En parlant de la science on pense, de nos jours, à la bombe atomique, mais l’aspect politique qui l’a fait concevoir illustre simplement la méconnaissance de la véritable prédestination des hommes, dont le génie créateur est dévié au profit d’une recherche de puissance et non de bonheur.

Comprendre scientifiquement les lois du monde extérieur, c’est découvrir l’Ordre Souverain, c’est découvrir qu’en soi il règne et que l’homme, intimement associé à l’Univers, n’existe que par lui et en lui.

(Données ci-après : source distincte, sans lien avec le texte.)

PR #4077, opened 2018-04-25
Add input plugin for McRouter

cthayer:
McRouter is a smart proxy for Memcached

https://github.com/facebook/mcrouter

Code is based on the memcached input plugin

### Required for all PRs:

### DIFF
--- a/plugins/inputs/mcrouter/README.md
+++ b/plugins/inputs/mcrouter/README.md
@@ -1,0 +1,103 @@
+# Mcrouter Input Plugin
+
+This plugin gathers statistics data from a Mcrouter server.
+
+### Configuration:
+
+```toml
+# Read metrics from one or many mcrouter servers.
+[[inputs.mcrouter]]
+  ## An array of address to gather stats about. Specify an ip or hostname
+  ## with port. ie tcp://localhost:11211, tcp://10.0.0.1:11211, etc.
+  servers = ["tcp://localhost:11211", "unix:///var/run/mcrouter.sock"]
+
+  ## Timeout for metric collections from all servers.  Minimum timeout is "1s".
+  # timeout = "5s"
+```
+
+### Measurements & Fields:
+
+The fields from this plugin are gathered in the *mcrouter* measurement.
+
+Description of gathered fields can be found [here](https://github.com/facebook/mcrouter/wiki/Stats-list).
+
+Fields:
+
+* uptime
+* num_servers
+* num_servers_new
+* num_servers_up
+* num_servers_down
+* num_servers_closed
+* num_clients
+* num_suspect_servers
+* destination_batches_sum
+* destination_requests_sum
+* outstanding_route_get_reqs_queued
+* outstanding_route_update_reqs_queued
+* outstanding_route_get_avg_queue_size
+* outstanding_route_update_avg_queue_size
+* outstanding_route_get_avg_wait_time_sec
+* outstanding_route_update_avg_wait_time_sec
+* retrans_closed_connections
+* destination_pending_reqs
+* destination_inflight_reqs
+* destination_batch_size
+* asynclog_requests
+* proxy_reqs_processing
+* proxy_reqs_waiting
+* client_queue_notify_period
+* rusage_system
+* rusage_user
+* ps_num_minor_faults
+* ps_num_major_faults
+* ps_user_time_sec
+* ps_system_time_sec
+* ps_vsize
+* ps_rss
+* fibers_allocated
+* fibers_pool_size
+* fibers_stack_high_watermark
+* successful_client_connections
+* duration_us
+* destination_max_pending_reqs
+* destination_max_inflight_reqs
+* retrans_per_kbyte_max
+* cmd_get_count
+* cmd_delete_out
+* cmd_lease_get
+* cmd_set
+* cmd_get_out_all
+* cmd_get_out
+* cmd_lease_set_count
+* cmd_other_out_all
+* cmd_lease_get_out
+* cmd_set_count
+* cmd_lease_set_out
+* cmd_delete_count
+* cmd_other
+* cmd_delete
+* cmd_get
+* cmd_lease_set
+* cmd_set_out
+* cmd_lease_get_count
+* cmd_other_out
+* cmd_lease_get_out_all
+* cmd_set_out_all
+* cmd_other_count
+* cmd_delete_out_all
+* cmd_lease_set_out_all
+
+### Tags:
+
+* Mcrouter measurements have the following tags:
+    - server (the host name from which metrics are gathered)
+
+
+
+### Example Output:
+
+```
+$ ./telegraf --config telegraf.conf --input-filter mcrouter --test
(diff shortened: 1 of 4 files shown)


plugins/inputs/mcrouter/README.md
```diff
@@ -0,0 +1,102 @@
...
+### Configuration:
+
+```toml
+# Read metrics from one or many mcrouter servers.
+[[inputs.mcrouter]]
+  # An array of address to gather stats about. Specify an ip on hostname
+  # with optional port. ie localhost, 10.0.0.1:11211, etc.
+  servers = ["localhost:11211"]
+  # An array of unix mcrouter sockets to gather stats about.
+  # unix_sockets = ["/var/run/mcrouter.sock"]
```
danielnelson: Let's use a single list of this style:
```
servers = ["tcp://localhost:11211", "unix:///var/run/mcrouter.sock", "udp://localhost:11211"]
```

We don't need to add support for UDP at first, assuming it is even available with mcrouter, but this will give us a nice way to add it later.

plugins/inputs/mcrouter/mcrouter.go
```diff
@@ -0,0 +1,224 @@
...
+  ## An array of address to gather stats about. Specify an ip on hostname
+  ## with optional port. ie localhost, 10.0.0.1:11211, etc.
+  servers = ["localhost:11211"]
+  # unix_sockets = ["/var/run/mcrouter.sock"]
+`
+
+var defaultTimeout = 5 * time.Second
+
+// The list of metrics that should be sent
+var sendMetrics = []string{
```
danielnelson: I would love to have these locked to specific types, since it would be a problem if a field changed values.  Maybe we can turn this into a `map[string]statType` where statType is an enum being int64, float64 or string?  Then when we parse we try the expected value and log an error if it doesn't match.

plugins/inputs/mcrouter/mcrouter.go
```diff
@@ -0,0 +1,224 @@
...
+}
+
+var sampleConfig = `
+  ## An array of address to gather stats about. Specify an ip on hostname
+  ## with optional port. ie localhost, 10.0.0.1:11211, etc.
+  servers = ["localhost:11211"]
+  # unix_sockets = ["/var/run/mcrouter.sock"]
+`
+
+var defaultTimeout = 5 * time.Second
```
danielnelson: Let's make this configurable and have it apply to all servers.

plugins/inputs/mcrouter/mcrouter.go
```diff
@@ -0,0 +1,224 @@
...
+			return err
+		}
+		defer conn.Close()
+	} else {
+		_, _, err = net.SplitHostPort(address)
+		if err != nil {
+			address = address + ":11211"
+		}
+
+		conn, err = net.DialTimeout("tcp", address, defaultTimeout)
```
danielnelson: Would be a nice touch to create a context.Context at the beginning of Gather, and use DialContext, I recently updated the zookeeper input to do something like this:

https://github.com/influxdata/telegraf/blob/master/plugins/inputs/zookeeper/zookeeper.go#L81

plugins/inputs/mcrouter/mcrouter.go
```diff
@@ -0,0 +1,224 @@
...
+
+	if conn == nil {
+		return fmt.Errorf("Failed to create net connection")
+	}
+
+	// Extend connection
+	conn.SetDeadline(time.Now().Add(defaultTimeout))
+
+	// Read and write buffer
+	rw := bufio.NewReadWriter(bufio.NewReader(conn), bufio.NewWriter(conn))
```
danielnelson: I don't think this is necessary, just use `conn.Write(` and you won't need to flush.

plugins/inputs/mcrouter/mcrouter.go
```diff
@@ -0,0 +1,224 @@
...
+			} else {
+				fields[key] = value
+			}
+		}
+	}
+	acc.AddFields("mcrouter", fields, tags)
+	return nil
+}
+
+func parseResponse(r *bufio.Reader) (map[string]string, error) {
```
danielnelson: We should use a `bufio.Scanner` to read lines, the ReadLine() function can return partial lines.

plugins/inputs/mcrouter/mcrouter.go
```diff
@@ -0,0 +1,224 @@
...
+			return values, errRead
+		}
+		// Done
+		if bytes.Equal(line, []byte("END")) {
+			break
+		}
+		// Read values
+		s := bytes.SplitN(line, []byte(" "), 3)
+		if len(s) != 3 || !bytes.Equal(s[0], []byte("STAT")) {
+			return values, fmt.Errorf("unexpected line in stats response: %q", line)
```
danielnelson: Return nil as the map.

plugins/inputs/mcrouter/mcrouter.go
cthayer: switched to map with types and only attempt a convert for the expected type

plugins/inputs/mcrouter/README.md
cthayer: I've updated to use a single array of servers and pull the protocol from the connection string.

(mcrouter does not support UDP connections)

plugins/inputs/mcrouter/mcrouter.go
cthayer: I followed the zookeeper example here

plugins/inputs/mcrouter/mcrouter.go
cthayer: I think I followed the zookeeper example here

plugins/inputs/mcrouter/mcrouter.go
cthayer: I followed the zookeeper example and just do `fmt.Fprint(conn`

plugins/inputs/mcrouter/mcrouter.go
cthayer: Using `bufio.Scanner` now

plugins/inputs/mcrouter/mcrouter.go
cthayer: Made the change.  I assume that the standard is to return no stats on error rather than partial stats?

cthayer:
I think I could update the memcached plugin afterwards.

It seems like a breaking change for the memcached plugin to remove the `UnixSockets` member from the `struct`?

plugins/inputs/mcrouter/mcrouter.go
```diff
@@ -0,0 +1,255 @@
...
+	return nil
+}
+
+func (m *Mcrouter) gatherServer(ctx context.Context, address string, acc telegraf.Accumulator) error {
+	var conn net.Conn
+	var err error
+	var protocol string
+	var dialer net.Dialer
+
+	s := strings.SplitN(address, "://", 2)
```
danielnelson: Use `url.Parse` here, I think it will help simplify things and prevent errors.

plugins/inputs/mcrouter/mcrouter.go
danielnelson: Yes, returning an error is probably best here.

danielnelson:
Yeah, for memcached we will need to keep backwards compatibility.  I usually try to translate the old format to the new one on the first call to Gather.

plugins/inputs/mcrouter/mcrouter.go
cthayer: I updated the code to use `url.Parse`

I feel like it makes it a bit stricter on the server connection string format, but I think that's ok.

I make some attempt to tease partial connection strings into a proper format, but ultimately default to `tcp://localhost:11211` if the server connection string does not parse properly.

plugins/inputs/mcrouter/mcrouter.go
```diff
@@ -0,0 +1,273 @@
...
+	var dialer net.Dialer
+
+	u, parseError := url.Parse(address)
+
+	if parseError != nil {
+		return fmt.Errorf("Invalid server address")
+	}
+
+	if u.Scheme != "tcp" && u.Scheme != "unix" {
+		protocol = defaultServerURL.Scheme
```
danielnelson: return error

plugins/inputs/mcrouter/mcrouter.go
```diff
@@ -0,0 +1,273 @@
...
+
+	if protocol == "unix" {
+		if u.Path == "" {
+			return fmt.Errorf("Invalid unix socket path")
+		}
+
+		address = u.Path
+	} else {
+		if u.Host == "" {
+			u.Host = defaultServerURL.Host
```
danielnelson: return error

plugins/inputs/mcrouter/mcrouter.go
```diff
@@ -0,0 +1,273 @@
...
+		}
+
+		host, port, err = net.SplitHostPort(u.Host)
+
+		if err != nil {
```
danielnelson: I did a few quick tests and unfortunately I think we will need to handle the case when either host or port are empty strings:
```
func Check(input string) {
	host, port, err := net.SplitHostPort(input)
	fmt.Printf("%q %q %q: %v\n", input, host, port, err)
}

func TestSplitHostPort(t *testing.T) {
	Check("localhost:8086")
	Check("localhost") # we should accept this and use default port
	Check("localhost:") # use default port
	Check(":8086") # use default hostname
	Check(":") # default host:port or reject
	Check("") # reject, but we already do that above
}
```
```
"localhost:8086" "localhost" "8086": <nil>
"localhost" "" "": address localhost: missing port in address
"localhost:" "localhost" "": <nil>
":8086" "" "8086": <nil>
":" "" "": <nil>
"" "" "": missing port in address
```

plugins/inputs/mcrouter/mcrouter.go
cthayer: returning error

plugins/inputs/mcrouter/mcrouter.go
cthayer: returning error

plugins/inputs/mcrouter/mcrouter.go
cthayer: I added a test for parsing addresses and separated the address parsing into its own function.

I'm just using the `url.URL` functions to get the hostname and port parts and not using `net.SplitHostPort` any more.

danielnelson:
Great job, merged for 1.7.0

cthayer:
Thanks!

En conséquence de quoi, étudier la nature, c’est étudier l’homme, s’opposer aux lois de la nature, c’est s’opposer à soi-même, détruire la nature, c’est se détruire.

En revanche, toute action s’inscrivant dans l’ordre du plan cosmique, est créatrice d’harmonie, donc de joie et de bonheur.

La science d’avant-garde est le fer de lance d’une véritable renaissance, à condition d’en faire bon usage, à condition de la soumettre au Plan Cosmique de l’Évolution qui tend à entraîner toute chose vers la perfection finale.

« Celui qui ne gaspille pas le temps qui lui est imparti sur Terre, n’est pas en danger, a dit Pythagore. Sa propre lumière éclairera son chemin. »

L’apprentissage de l’homme doit lui permettre de « reconnaître l’erreur, de voir la Vérité », pour se rendre compte que les réalités existentielles ennoblies par un haut niveau de conscience, se parent de beauté et que le quotidien est un champ d’expérience conduisant à la découverte de « Soi ».

« Le véritable amoureux du savoir cherche à atteindre l’Être », a dit Platon.

Ce n’est que dans la transparence de sa nature que l’Être authentique peut se manifester. Atteindre cette transparence est l’ultime étape de l’ascèse alchymique, l’ultime étape de la réalisation essentielle.

Il ne s’agit pas de remplacer les notions périmées par d’autres, mais à l’instar de l’alpiniste, à élargir par une montée progressive la vision qui se découvre lorsque disparaissent les parois opaques qui la limitent.

Au sommet se dévoile le « sans limites » baigné dans la lumière que dispense le Soleil, non astre physique, mais pur miroir de l’Esprit Cosmique.